An altogether satisfying sounding process, it's what happens when a sure-handed masseuse targets the area that's been plaguing your upper back. "A knot is a piece of scar tissue, which is connective tissues that's been bound up from stress, trauma, tension, postural imbalances, emotional stuff," explains Roxburgh. "And so, essentially, that tissue becomes, instead of that nice cotton candy webbing, it actually becomes hard, thick and dense and it doesn't allow that blood flow."

The same idea applies to your muscles. When you use the foam roller properly, says Roxburgh, "You're basically peeling back those layers of thickness and density."

Or, as Paltrow raves, "It works with the fascia and targets pain, excess weight, and puffiness. It's an amazing tool to streamline your shape." 
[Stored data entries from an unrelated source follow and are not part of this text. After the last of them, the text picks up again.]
PR #1696, opened 2020-11-20
aixPB: Modify X11 task use stat module rather than command.

aixtools:
Also, updated URL's with information on the X11 packages installed.

Rather than use command: lslpp - use stat on /usr/lpp/{{ directoryName }} to determine if a fileset is installed.

When one fileset is missing AND the Vendor Files exist - attempt an install, other only report something is missing, and continue. 

##### Checklist


Haroon-Khel:
@aixtools Do you intend to add install steps in a later pr? This pr can only be validated if it includes steps to install those packages

sxa (commented):
Hmmm I'm not sure this is a good idea as it will prevent us from being able to automatically install everything. If we are concerned about the use of Vendor_Files in certain circumstances we should be covering this with optional tags (or detecting if the `Vendor_Files` directory exists before trying) rather than removing the automated install which will prevent us from having a complete working playbook

aixtools (commented):
The key issue here is what filesets are actually needed.

ojdk05 is running, but does not have X11.vfb installed. The file I was asked to install - after the playbook had completed was X11.base.lib.

So, for now - only reporting that it is not installed. Further testing (when build test is done) will help determine what filesets are actually needed.

sxa:
Xvfb is the requirement in order to test java GUI functionality
Ref: https://github.com/AdoptOpenJDK/openjdk-infrastructure/issues/1277

Haroon-Khel:
Ojdk05 now has Xvfb

aixtools:
> 
> 
> Ojdk05 now has Xvfb

Point being - the tests are not catching this. Anyway, per @sxa's comment - they are needed, per my earlier comment - the verification build suite used to verify ojdk05 missed that.

Are you @Haroon-Khel ? opening a new PR for that?

aixtools:
> 
> 
> @aixtools Do you intend to add install steps in a later pr? This pr can only be validated if it includes steps to install those packages

Yes, I'll add install steps - now that the requirements are more clear.

Initially, using 'vendor files' as that is what is known - with a test for whether they are available WHEN all the required filesets are not already installed.

karianna:
Linting bugs

aixtools:
The Docker/Centos6 CI failed check does not have anything to do with this. Final review requested.

aixtools:
> 
> 
> > Ojdk05 now has Xvfb
> 
> Point being - the tests are not catching this. Anyway, per @sxa's comment - they are needed, per my earlier comment - the verification build suite used to verify ojdk05 missed that.
> 
> Are you @Haroon-Khel ? opening a new PR for that?

ps. re: ojdk05 - not the correct level!

```
root@p9-aix1-ojdk05:[/root]oslevel -s -l 7100-05-06-2028
Fileset                                 Actual Level       Service Pack Level
-----------------------------------------------------------------------------
X11.vfb                                 7.1.3.0            7.1.5.30
```

I'll update (new PR I guess) - but this is also why having a static install package that gets unwrapped - is tricky to guarantee the correct version is installed.

Also note ojdk03 (an AIX 7.2 system) also has the 7.1.3.0 software:

```
# oslevel -s
7200-02-02-1810
# lslpp -L | grep vfb
  X11.vfb                    7.1.3.0    C     F    Virtual Frame Buffer Software
```

Basically, because of these differences I felt - not installing by default (is there a way to say do-tags, otherwise use an 'extra-var' as a condition for installing from Vendor Files.

Please see this (updated) URL re: vfb packages: https://www.ibm.com/support/pages/fileset-information-x11vfb

sxa (commented):
Unless I'm mistaken this looks like it now requires the `/Vendor_Files` to be already populated on the AIX machine - this is inconsistent with what we've done elsewhere where the `/Vendor_Files` is supposed to be on the client machine (the one which you run ansible on) and then copied across as required to the target system. With this change you have to put extra things on the machine before you start.

Also can we change the `register` variables to `_vfb_installed` instead of just `_vfb` to make the purpose a bit clearer?

aixtools:
Unless i am mistaken, which is possible, the vendor files for AIX have always been required first. Eg, i hear they must be copied from a laptop first, then the playbook is run. In other words, I have been trying to make it so that the playbook can run without the files, but uses them if they are there. 

In short, this is not my doing. I am just trying to follow what has been common practice for AIX til now.

karianna:
@aixtools merge conflict.

Haroon-Khel:
> Unless i am mistaken, which is possible, the vendor files for AIX have always been required first. Eg, i hear they must be copied from a laptop first, then the playbook is run. In other words, I have been trying to make it so that the playbook can run without the files, but uses them if they are there.

Yes this is the case, however we use ansible to copy them over.

sxa:
> > Unless i am mistaken, which is possible, the vendor files for AIX have always been required first. Eg, i hear they must be copied from a laptop first, then the playbook is run. In other words, I have been trying to make it so that the playbook can run without the files, but uses them if they are there.
> 
> Yes this is the case, however we use ansible to copy them over.

So just so 

>  i hear they must be copied from a laptop first

Not quite - they get copied from the machine that ansible is being invoked on. While that can be the AIX machine itself it's frequently a remote one. The playtbooks should copy it across to the target machine before using it, so in the general case there is no requirement for `/Vendor_Files` to exist on the target system.

aixtools:
> 
> 
> > > Unless i am mistaken, which is possible, the vendor files for AIX have always been required first. Eg, i hear they must be copied from a laptop first, then the playbook is run. In other words, I have been trying to make it so that the playbook can run without the files, but uses them if they are there.
> > 
> > 
> > Yes this is the case, however we use ansible to copy them over.
Maybe you have OTHER Ansible playboosk thay copy them over - but this is all I have to go from:
```
        - name: Transfer and extract X11
          unarchive:
            src: /Vendor_Files/aix/OpenGL_X11.tar
            dest: /tmp
            remote_src: no
          when: does_x11_exist.rc != 0 or does_X11_adt_ext_exist.rc != 0
          tags: x11
```
Where am I missing that these are not already on the target system? Love to learn.
> 
> So just so
> 
> > i hear they must be copied from a laptop first
> 
> Not quite - they get copied from the machine that ansible is being invoked on. While that can be the AIX machine itself it's frequently a remote one. The playbooks 
Again - see above: where - in the existing/historical playbook could I ever see this?

> should copy it across to the target machine before using it, so in the general case there is no requirement for `/Vendor_Files` to exist on the target system.

From the task above - how can they NOT exist on the target system? Is there something magical about the name "/Vendor_Files" that means it is coming from the management node? To me it just looks like a directory in the `/` filesystem named `/Vendor_files/`

Haroon-Khel:
The `remote_src: no` tells ansible to look at the machine on which ansible is running, as opposed to the remote node

aixtools:
And I was thinking `remote_src: no` meant it was already copied.

Haroon-Khel:
Yeah it is a little confusing. Here are the docs https://docs.ansible.com/ansible/latest/collections/ansible/builtin/unarchive_module.html#parameter-remote_src

aixtools:
> 
>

To start, make sure you have a medium-density roller that's firm, but not too hard as the benefits are tougher to come by when you see it as a cruel torture device. (Roxburgh's model has a memory foam-like texture and circular bumps for more massaging.) 

Then set aside a few minutes before your normal training sessions to, you know, rock and roll. "You're going to have more flexibility, more range of motion. So you're going to get more out of your workouts," she says of using the tool as a warm-up. "And you're going to be able to build those longer, leaner muscles."

Roxburgh's site is chock full of movements and targeted programs that you can try, but she's shared her top moves to get you started in the video above. Devote just 10 or so minutes a day to practice and soon you'll be rolling in compliments.